*** Information given

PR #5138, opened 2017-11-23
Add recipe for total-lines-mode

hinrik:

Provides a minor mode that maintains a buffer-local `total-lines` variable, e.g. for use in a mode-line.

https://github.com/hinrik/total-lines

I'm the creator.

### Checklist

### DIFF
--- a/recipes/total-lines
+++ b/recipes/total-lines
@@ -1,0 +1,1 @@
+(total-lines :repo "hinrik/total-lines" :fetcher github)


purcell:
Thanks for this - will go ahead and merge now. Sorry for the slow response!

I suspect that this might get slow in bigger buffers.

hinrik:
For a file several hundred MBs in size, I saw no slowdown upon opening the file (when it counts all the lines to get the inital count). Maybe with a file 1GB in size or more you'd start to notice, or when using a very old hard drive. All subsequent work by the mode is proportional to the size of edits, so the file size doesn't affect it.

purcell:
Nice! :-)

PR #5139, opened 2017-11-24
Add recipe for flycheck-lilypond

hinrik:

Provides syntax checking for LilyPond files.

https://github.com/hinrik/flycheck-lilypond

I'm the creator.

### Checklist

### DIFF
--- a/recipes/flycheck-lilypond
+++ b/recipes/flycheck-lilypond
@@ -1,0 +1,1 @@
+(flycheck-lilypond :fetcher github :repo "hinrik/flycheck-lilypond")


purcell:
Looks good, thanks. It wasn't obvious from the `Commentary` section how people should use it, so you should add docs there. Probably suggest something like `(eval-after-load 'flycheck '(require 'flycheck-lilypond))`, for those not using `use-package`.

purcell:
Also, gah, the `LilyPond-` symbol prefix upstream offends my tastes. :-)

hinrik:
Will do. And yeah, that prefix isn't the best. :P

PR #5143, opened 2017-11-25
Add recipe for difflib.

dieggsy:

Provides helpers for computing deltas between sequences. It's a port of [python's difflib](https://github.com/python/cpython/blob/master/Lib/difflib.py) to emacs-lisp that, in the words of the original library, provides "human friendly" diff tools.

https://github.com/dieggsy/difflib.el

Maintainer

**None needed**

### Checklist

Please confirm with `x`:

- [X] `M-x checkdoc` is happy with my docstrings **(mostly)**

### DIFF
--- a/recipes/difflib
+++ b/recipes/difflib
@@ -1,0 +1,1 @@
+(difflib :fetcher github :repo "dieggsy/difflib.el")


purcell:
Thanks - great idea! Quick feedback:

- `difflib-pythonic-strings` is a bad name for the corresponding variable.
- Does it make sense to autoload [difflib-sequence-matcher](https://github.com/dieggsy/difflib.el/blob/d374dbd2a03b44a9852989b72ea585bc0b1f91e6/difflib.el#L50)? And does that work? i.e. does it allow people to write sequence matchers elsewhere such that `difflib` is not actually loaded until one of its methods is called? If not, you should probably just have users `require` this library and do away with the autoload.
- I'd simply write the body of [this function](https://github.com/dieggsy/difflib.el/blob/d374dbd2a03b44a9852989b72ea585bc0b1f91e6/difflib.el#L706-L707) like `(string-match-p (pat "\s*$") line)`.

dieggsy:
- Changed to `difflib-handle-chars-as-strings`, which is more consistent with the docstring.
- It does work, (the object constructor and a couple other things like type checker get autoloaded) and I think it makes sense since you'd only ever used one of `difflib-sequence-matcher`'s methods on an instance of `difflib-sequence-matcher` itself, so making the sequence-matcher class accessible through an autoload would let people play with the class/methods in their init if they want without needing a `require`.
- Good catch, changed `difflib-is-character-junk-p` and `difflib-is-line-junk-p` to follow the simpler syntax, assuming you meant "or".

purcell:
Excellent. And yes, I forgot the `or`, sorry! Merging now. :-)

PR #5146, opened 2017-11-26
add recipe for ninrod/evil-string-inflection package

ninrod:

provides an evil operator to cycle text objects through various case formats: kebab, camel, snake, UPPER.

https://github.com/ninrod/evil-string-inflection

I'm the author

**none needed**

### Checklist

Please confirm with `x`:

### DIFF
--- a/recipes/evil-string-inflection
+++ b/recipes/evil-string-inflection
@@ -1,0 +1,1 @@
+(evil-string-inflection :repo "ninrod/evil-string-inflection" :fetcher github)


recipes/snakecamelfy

******

** Exercise prompt **
The data above needs to be repeated exactly, line for line.

** Answer space **
PR #5138, opened 2017-11-23
Add recipe for total-lines-mode

hinrik:

Provides a minor mode that maintains a buffer-local `total-lines` variable, e.g. for use in a mode-line.

https://github.com/hinrik/total-lines

I'm the creator.

### Checklist

### DIFF
--- a/recipes/total-lines
+++ b/recipes/total-lines
@@ -1,0 +1,1 @@
+(total-lines :repo "hinrik/total-lines" :fetcher github)


purcell:
Thanks for this - will go ahead and merge now. Sorry for the slow response!

I suspect that this might get slow in bigger buffers.

hinrik:
For a file several hundred MBs in size, I saw no slowdown upon opening the file (when it counts all the lines to get the inital count). Maybe with a file 1GB in size or more you'd start to notice, or when using a very old hard drive. All subsequent work by the mode is proportional to the size of edits, so the file size doesn't affect it.

purcell:
Nice! :-)

PR #5139, opened 2017-11-24
Add recipe for flycheck-lilypond

hinrik:

Provides syntax checking for LilyPond files.

https://github.com/hinrik/flycheck-lilypond

I'm the creator.

### Checklist

### DIFF
--- a/recipes/flycheck-lilypond
+++ b/recipes/flycheck-lilypond
@@ -1,0 +1,1 @@
+(flycheck-lilypond :fetcher github :repo "hinrik/flycheck-lilypond")


purcell:
Looks good, thanks. It wasn't obvious from the `Commentary` section how people should use it, so you should add docs there. Probably suggest something like `(eval-after-load 'flycheck '(require 'flycheck-lilypond))`, for those not using `use-package`.

purcell:
Also, gah, the `LilyPond-` symbol prefix upstream offends my tastes. :-)

hinrik:
Will do. And yeah, that prefix isn't the best. :P

PR #5143, opened 2017-11-25
Add recipe for difflib.

dieggsy:

Provides helpers for computing deltas between sequences. It's a port of [python's difflib](https://github.com/python/cpython/blob/master/Lib/difflib.py) to emacs-lisp that, in the words of the original library, provides "human friendly" diff tools.

https://github.com/dieggsy/difflib.el

Maintainer

**None needed**

### Checklist

Please confirm with `x`:

- [X] `M-x checkdoc` is happy with my docstrings **(mostly)**

### DIFF
--- a/recipes/difflib
+++ b/recipes/difflib
@@ -1,0 +1,1 @@
+(difflib :fetcher github :repo "dieggsy/difflib.el")


purcell:
Thanks - great idea! Quick feedback:

- `difflib-pythonic-strings` is a bad name for the corresponding variable.
- Does it make sense to autoload [difflib-sequence-matcher](https://github.com/dieggsy/difflib.el/blob/d374dbd2a03b44a9852989b72ea585bc0b1f91e6/difflib.el#L50)? And does that work? i.e. does it allow people to write sequence matchers elsewhere such that `difflib` is not actually loaded until one of its methods is called? If not, you should probably just have users `require` this library and do away with the autoload.
- I'd simply write the body of [this function](https://github.com/dieggsy/difflib.el/blob/d374dbd2a03b44a9852989b72ea585bc0b1f91e6/difflib.el#L706-L707) like `(string-match-p (pat "\s*$") line)`.

dieggsy:
- Changed to `difflib-handle-chars-as-strings`, which is more consistent with the docstring.
- It does work, (the object constructor and a couple other things like type checker get autoloaded) and I think it makes sense since you'd only ever used one of `difflib-sequence-matcher`'s methods on an instance of `difflib-sequence-matcher` itself, so making the sequence-matcher class accessible through an autoload would let people play with the class/methods in their init if they want without needing a `require`.
- Good catch, changed `difflib-is-character-junk-p` and `difflib-is-line-junk-p` to follow the simpler syntax, assuming you meant "or".

purcell:
Excellent. And yes, I forgot the `or`, sorry! Merging now. :-)

PR #5146, opened 2017-11-26
add recipe for ninrod/evil-string-inflection package

ninrod:

provides an evil operator to cycle text objects through various case formats: kebab, camel, snake, UPPER.

https://github.com/ninrod/evil-string-inflection

I'm the author

**none needed**

### Checklist

Please confirm with `x`:

### DIFF
--- a/recipes/evil-string-inflection
+++ b/recipes/evil-string-inflection
@@ -1,0 +1,1 @@
+(evil-string-inflection :repo "ninrod/evil-string-inflection" :fetcher github)


recipes/snakecamelfy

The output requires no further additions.